I can tell you we have a list of about 60 international players right now. That was pre-Olympics, so it might even grow a little bit more, considering some of the breakout performances. For the most part, we're going to get a chance to put a good offer in front of these players, and hopefully they'll find it compelling to come here.
ESPNsoccernet: Do you think the Brazilian team as a whole will be more interested in joining WPS because the coach and players have expressed frustration about the lack of homegrown support, homegrown leagues? (Brazil coach Jorge Borcellos was just announced as head coach for WPS's St. Louis team.)

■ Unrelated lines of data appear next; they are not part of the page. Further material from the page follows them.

PR #6225, opened 2026-07-24
Fix PayPal multi-currency refund picking the wrong order item when skus are duplicated

gumclaw:
## What

Two fixes to the PayPal multi-currency refund path (`refund_order_purchase_unit!`):

1. **Duplicate-sku item matching.** `item_refund_cents_from_paypal` matched the PayPal order item by sku with `items.find`, which returns the first match. When the same sku appears twice on an order — a free ($0) sibling purchase of the same product on the same combined charge adds a zero-value line — it picked the €0.00 line, computed a refund of 0, and `refund_order_purchase_unit!` raised `ChargeProcessorAlreadyRefundedError` ("no remaining balance to refund") on a capture that was fully unrefunded. Zero-value lines are now excluded when the sku matches multiple items, and if the sku still matches more than one paid line the code falls back to the USD→merchant-currency conversion instead of guessing.

2. **FAILED/CANCELLED refunds counted as consumed balance.** `remaining_capture_cents` summed all refunds attributed to the capture regardless of status. A FAILED refund never moved money, but it permanently shrank the computed remaining balance (negative on the incident capture: 7616 captured − 5742 FAILED − 7616 COMPLETED = −5742), which would block legitimate retries forever. FAILED and CANCELLED refunds are now excluded; refunds without a status (older payloads/fixtures) stay counted.

## Why

A seller's dashboard refund on a chargeback-reversed PayPal purchase (€64 + VAT, combined charge with a free sibling row of the same product) failed repeatedly: `refund_and_save!` returned false and Gumroad never called PayPal, because the duplicate-sku match computed a 0-amount refund and the "already refunded" rescue swallowed it. A direct `PaypalRestApi#refund` with the correct amount on the same purchase succeeded (COMPLETED, full gross including fee return) — confirming reversed-chargeback PayPal purchases are refundable and the failure was Gumroad's amount computation. Both bugs were replayed against the live PayPal order payload: the sku match picked `unit_amount = 0.00` out of `[0.00, 64.00]`, and the computed refund amount came out to −5742.

Refs: antiwork/gumroad-private#1267

## QA steps

Backend-only change with no UI surface — the refund computation is exercised entirely through `ChargeProcessor.refund!`. Reviewer verification path:

1. Run `bundle exec rspec spec/business/payments/charging/implementations/paypal/paypal_charge_processor_spec.rb -e "multi-currency combined-charge refund path"` — 15 examples, 0 failures.
2. The new examples reproduce the incident shape: duplicate sku with a 0.00 line (refund uses the paid line's amount), ambiguous duplicate paid lines (falls back to conversion), and FAILED/CANCELLED refunds on the capture (excluded from remaining balance).

## Before/After

Not applicable — no user-facing rendering changes. Behavior change is visible only in the refund amount sent to PayPal: before, a duplicate-sku order computed a €0 refund and raised "no remaining balance"; after, the paid item's amount is refunded.

## Test Results

test-results

New and existing specs in the multi-currency refund block: 15 examples, 0 failures. Remaining failures in the wider spec file are pre-existing on origin/main (worktree environment: vite/PostCSS + merchant-account fixture collisions), identical counts on an unmodified main worktree.

---

## AI disclosure

Authored by Claude Fable 5 (Hermes agent). Instructions: investigate the root cause of the failed seller-path PayPal refund on a chargeback-reversed purchase (gumroad-private#1267) and fix it. The agent replayed the refund amount computation against the live PayPal order payload via the audited read-only production console, identified the duplicate-sku and FAILED-refund-counting bugs, wrote the fix and specs, and ran the affected specs locally.


gumclaw:

- `item_refund_cents_from_paypal`: the zero-value exclusion only kicks in when the sku matches more than one line, so single-item orders (the overwhelmingly common case) take exactly the same path as before. If every duplicate line is zero-value, or more than one paid line shares the sku, the method returns nil and the caller falls back to the pre-#5343 USD→merchant-currency conversion — fail-safe, never a guessed item.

Antonucci: I'm sure it's very frustrating for the Brazilian players to not have, particularly in the context of how much support their men's team gets, to not feel that support within their country. We hope that they can turn to us. Maybe some day there will come a time when Brazil does, as a country, create a league, and fans want to come out and pay to watch women's pro soccer.
ESPNsoccernet: Will Abby Wambach's leg injury affect her draft priority?
Antonucci: Abby's a tremendous player. She's a real asset for her team. I don't think her injury impacts her ability to be allocated. I think we're all expecting that her injury is healed in time for the WPS season. I think that's what she's expecting. And she's an incredible player who will make a big impact on WPS. We're just hoping that her recovery goes even faster.
ESPNsoccernet: For the big question, where do you see the league five years from now?
Antonucci: Well, I see a lot of growth in the league. As many know, from a business perspective, we've tried very hard to manage expectations, have a conservative model, to grow steadily, so I think in five years we will have surpassed the 12-team mark and we may very well be up more in the 14-team range as a possibility, but not a requirement.
I think that any players who were tied up in long-term contracts, you'll see more and more international players coming into our league over the course of those five years. We will be in the sports landscape in a major way in this country. We will continue to rise with the soccer tide. It's going to be hard work, for sure, but we will have an awareness with media. We'll do something good for women's sports in that regard.
Lindsey Dolich is a contributor for ESPN The Magazine and covers the U.S. women's national team for ESPNsoccernet.